- Navarrete Navarrete in the Dominican Republic
- Coordinates: 19°33′36″N 70°52′12″W﻿ / ﻿19.56000°N 70.87000°W
- Country: Dominican Republic
- Province: Santiago
- Found: 1939
- Municipality since: 1961

Area
- • Total: 92.63 km^{2} (35.76 sq mi)
- Elevation: 50 m (160 ft)

Population (2012)
- • Total: 140,666
- • Density: 1,519/km^{2} (3,933/sq mi)
- Municipal Districts: 0

= Bisonó =

Navarrete (Municipio de villa Bisonó) is a municipality in northwestern Dominican Republic, created in 1961. It lies approximately 25 km from Santiago de los Caballeros, Dominican Republic's second largest city. The administrative centre is in the town of Villa Bisonó.

==Geography==
Bisonó is located in the Cibao Valley of the Yaque del Norte River. Before the clearance for agriculture and grazing, the area was forested, being in a subtropical dry forest ecosystem. The northern part of the municipality grades into the foothills of the Cordillera Septentrional.

The southern boundary of Bisonó municipality is formed by the Yaque del Norte River. Across the river to the south is the municipal district of La Canela, to the southwest and west is the province of Valverde, to the north is the municipality of Altamira of Puerto Plata Province, to the southeast is the municipality of Villa Gonzalez and to the northeast is the municipal district of El Limon.

===Settlements===
The major town is Villa Bisonó, often known as Navarrete. It was formally recognized in 1956 and named after a local land owner José Elías Bisonó. The town is at the junction of highways DR-1 and DR-5. The town has several neighborhoods (barrios), including Barrio 27 de Febrero, Barrio Los Candelones, Bario Duarte, Bario La Mella, Barrio Nuevo (Jeremias), Barrio Rotonda, Barrio San Miguel, Barrio Trinitaria, and Jalisco.

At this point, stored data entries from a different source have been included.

PR #887, opened 2019-10-27
Improve local dev

lfbittencourt:
I followed `README-local-dev.md` instructions to run the project for the first, however several static assets as JavaScript files were missing since they were not listed in `web/index.php` static file extensions. I replaced that part with a regular expression and added all missing extensions that I found.

This PR also includes a little extra instruction about how to use Docker to run a Redis instance.

### DIFF
--- a/README-local-dev.md
+++ b/README-local-dev.md
@@ -1,6 +1,6 @@
 # Quick start with PHP dev server
 
-The web2 site will run happily under the [PHP development server](http://php.net/manual/en/features.commandline.webserver.php), but you'll need to have a [Redis](http://redis.io) server running on localhost:6379. You can easily do this with Docker typing `docker run --name some-redis -d -p 6379:6379 redis`.
+The web2 site will run happily under the [PHP development server](http://php.net/manual/en/features.commandline.webserver.php), but you'll need to have a [Redis](http://redis.io) server running on localhost:6379. You can do this with Docker typing `docker run --name some-redis -d -p 6379:6379 redis`.
 
 You'll also need to configure a suitable [Joind.in API](https://github.com/joindin/joindin-api/); you could use the [live Joind.in API](https://api.joind.in/) or if you're developing against a local version, reference it in config/config.php.  Note that the API will also run under the built-in webserver, but will need to be on a different listening port.
 
--- a/README-local-dev.md
+++ b/README-local-dev.md
@@ -2,7 +2,7 @@
 
 The web2 site will run happily under the [PHP development server](http://php.net/manual/en/features.commandline.webserver.php), but you'll need to have a [Redis](http://redis.io) server running on localhost:6379. You can do this with Docker typing `docker run --name some-redis -d -p 6379:6379 redis`.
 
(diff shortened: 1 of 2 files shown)


svpernova09:
I don't *think* we want to make changes to `index.php` to make things in local dev work. Will defer to @dstockto or @ericpoe

lfbittencourt:
@svpernova09 The static files check already exists, so it's a simple fix IMO. Let me know if I can do any improvements on this!

README-local-dev.md
```diff
@@ -1,6 +1,8 @@
 # Quick start with PHP dev server
 
-The web2 site will run happily under the [PHP development server](http://php.net/manual/en/features.commandline.webserver.php), but you'll need to have a [Redis](http://redis.io) server running on localhost:6379.  You'll also need to configure a suitable [Joind.in API](https://github.com/joindin/joindin-api/); you could use the [live Joind.in API](https://api.joind.in/) or if you're developing against a local version, reference it in config/config.php.  Note that the API will also run under the built-in webserver, but will need to be on a different listening port.
+The web2 site will run happily under the [PHP development server](http://php.net/manual/en/features.commandline.webserver.php), but you'll need to have a [Redis](http://redis.io) server running on localhost:6379. You can easily do this with Docker typing `docker run --name some-redis -d -p 6379:6379 redis`.
```
ericpoe: Let's try to avoid words like "easily" and "simply" since these are subjective and might not be as "easy" or "simple" to the end user as it is to the author.

```suggestion
The web2 site will run happily under the [PHP development server](http://php.net/manual/en/features.commandline.webserver.php), but you'll need to have a [Redis](http://redis.io) server running on localhost:6379. You can do this with Docker typing `docker run --name some-redis -d -p 6379:6379 redis`.
```

README-local-dev.md
```diff
@@ -1,6 +1,8 @@
...
+
+You'll also need to configure a suitable [Joind.in API](https://github.com/joindin/joindin-api/); you could use the [live Joind.in API](https://api.joind.in/) or if you're developing against a local version, reference it in config/config.php.  Note that the API will also run under the built-in webserver, but will need to be on a different listening port.
```
ericpoe: I don't think that we want anyone to be developing against the live API. It would be too easy to accidentally submit bogus data and tests would also submit bogus data. Using the local-dev API would be better for dev work.

lfbittencourt:
@ericpoe Thanks! I followed your advice and updated `README-local-dev.md` file. Note, however, that it doesn't address @svpernova09 question about `index.php` static assets checking.

I think it was wrong mix both things on the same PR, but do you think we can merge it now? I can close this one and submit two separated PRs if you prefer.

ericpoe:
Thanks for updating the instructions, that will certainly help the docker users.

Yes, this PR could have been two separate PRs since it fixes two completely separate problems, which makes reviewing and merging a lot easier.

ericpoe:
I am trying to recreate the problem that the code portion of this PR is fixing. Where are you seeing missing assets? Is this in a specific tool? In dev vs production?

PR #888, opened 2019-10-27
 Add talk end time to talk detail view Fix #872

### LINKED ISSUE #872: Add talk end time to talk detail view
This matters a bit more for conferences that have split-duration tracks (e.g. php[world]), where talks that start at the same time don't necessarily end at the same time. We store the information but don't display it on the individual talk info page.

lfbittencourt:
Add talk end time to talk detail view.


svpernova09:
#872

PR #889, opened 2019-10-27
Fix #832

### LINKED ISSUE #832: Encoding error - Talk Titles
**Bug:**
If you put an HTML Encoded character in a talk title.  On the 'grid' page it shows the encoding.  On the talk page, the title is passed raw and therefore the decoded character is shown.

**Replicate:**
Create or edit a talk title.  Put &#39; in it.  Save the talk.   View the grid page, and you will see &#39; -- View the talk page, and the title will show a '

**Expected Behavior:**
When entering &#39; in a title, EITHER:
1) That HTML Encoding will be automatically decoded and saved as such.
2) That &#39; should show up on the talk title page itself.

**Real Bug:**
I assume that the &#39; is being stored in the database, and that the Talk Title isn't being html_specialchars() before being output on the talk page.   Which means that someone could theoretically inject things into talk titles.

lfbittencourt:
Talk title is shown consistently in list and grid views, however there was a explicit raw filter in the talk info page. I don't know why it was there, but now it's gone.

### DIFF
--- a/app/templates/Talk/_common/talk_header.html.twig
+++ b/app/templates/Talk/_common/talk_header.html.twig
@@ -2,7 +2,7 @@
     <div class="row event">
         <div class="col-xs-12 col-sm-12 title">
             <h1>
-                {{ talk.getTitle | raw }}
+                {{ talk.getTitle }}
                 {% if user %}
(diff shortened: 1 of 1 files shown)


svpernova09:
#832

Issue #1255, opened 2020-04-10
Update docs to be consistent on `value_throttled` and `callback_policy`


joelostblom:
From https://discourse.holoviz.org/t/how-to-throttle-values-on-mouseup/456/2

I thought `callback_policy` was deprecated, but if I look at the [documentation of IntRangeSlider](https://panel.holoviz.org/reference/widgets/IntRangeSlider.html), it is still there. However, in the [docs for RangeSlider](https://panel.holoviz.org/reference/widgets/RangeSlider.html), there is no `callback_policy` and instead there is `value_throttled` which is referencing `callback_throttle`, which in turn does not exist on this doc page but it does exist on the IntRangeSlider doc page where `value_throttled` does not exist.

Related to #1253

joelostblom:
This doc update could also include clarifying what `value_throttled` actually does. The current docstring reads

> Tuple of upper and lower bounds of selected range where events are throttled by callback_throttle value.

To me this implied that throttling will only occur in the range specified in the tuple. However, the current behavior of the parameter is to toggle throttling for the entire range of the widget and set the initial value to what is specified in the tuple. And as @philippjfr [pointed out here](https://discourse.holoviz.org/t/how-to-throttle-values-on-mouseup/456/6?u=joelostblom), the throttling means that the widget fires on "mouseup", it seems like the reference to `callback_throttle` is obsolete, is that correct? If so, I would rewrite like this for clarity:

> Tuple of upper and lower bounds for the selected value range. In contrast to setting `value`, events are throttled so that they only update on mouseup rather than continuously. 

---

Personally, I think the most intuitive behavior would be to make `value_throttled` a boolean parameter and rely exclusively on `value` to specify the value range, and not have the user switch between using either `param.value` or `param.value_throttled`, but instead always be using `param.value` in `@pn.depends`. This would avoid confusion stemming from not realizing that you need to change both the initialization and the decoration to throttle a value.

This parameter name could be changed to `throttle_value` to avoid confusion with how they are named in bokeh and under the hood it could set the `param.value` attribute to the bokeh `value_throttled` valule, but the user would not have to change the name of the attribute they are using. So they code would look like:

```python
int_range_slider = pn.widgets.IntRangeSlider(end=10, throttled_value=True)

@pn.depends(int_range_slider.param.value, watch=True)
def print_slider_value(slider_value):
    return slider_value
```

[...]

PR #1739, opened 2020-11-02
Add value throttled to DiscreteSlider

Hoxbro:
Supersede the bug fixes and documentation update in #1400

There has been some changes to the codebase since the previously PR, most notably it seems like #1256 has been fixed. 

So this PR updates the DiscreteSlider with the ability to use value_throttled as an argument #1253. I could not get value_throttled to work with the `constant=True`, which is why it is disabled. The PR also updates unit test for sliders with `value_throttled`.

Lastly the sliders examples/documentation with value_throttled has been updated #1255.


Hoxbro:
@philippjfr do you have any comments or suggestion? And do you have a way to get `value_throttled = param.Parameter(constant=True)` to work if it is needed.

panel/widgets/slider.py
```diff
@@ -175,7 +175,7 @@ class DiscreteSlider(CompositeWidget, _SliderBase):
 
     value = param.Parameter()
 
-    value_throttled = param.Parameter(constant=True)
+    value_throttled = param.Parameter()
```
philippjfr, line 178: Setting these to constant was intentional. Users should generally only set `value` and only use `value_throttled` to watch it. So use the `edit_constant` property to change it internally.

philippjfr:
I had one comment about keeping `value_throttled` as constant, otherwise this looks good to me. Thanks for reviving this work!

matsvandecavey:
@philippjfr With the `value_throttled` as constant, is there a way to change its value programmatically?
My app has a *reset* button, but I can't change a constant value:
```python
myslider.value_throttled = default_value
```
This throws a `TypeError` 
> TypeError: Constant parameter 'value_throttled' cannot be modified

philippjfr:
@matsvandecavey Change the `.value` and `.value_throttled` will update.

matsvandecavey:
Hi Philipp, This is not working for me.

value_throttled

Other settlements include Las Atravesadas, Cañada Bonita, Ponton, Pontoncito, El Estacion and Villanueva.

==History==
In 1939 the area, known as Navarrete, was placed under the rural administration of the municipality of Santiago. In 1956 the settlement of Villa Bisonó, Navarrete, was recognized. In the late 1950s the area was upgraded to a municipal district under the name Navarrete, but still within the Santiago municipality. In 1962 the area was elevated to the category of municipality within the province of Santiago, with the name "Bisonó", although often referred to as "Villa Bisonó" or "Navarrete".

==Government==
Outside Villa Bisonó the municipality is divided into seven rural sectors with forty-seven designated locations. The seven sectors are: Cañada Bonita, Mejía de Navarrete, Villa Heneken or Pontoncito, Villanueva, Estancia del Yaque, La Lomota, and Vuelta Larga.

Since 2002, Amantina Gómez, of the Partido de la Liberación Dominicana (PLD), as well as Tito bueno from the partido revolucionario moderno (PRM) has been in charge of the municipal government.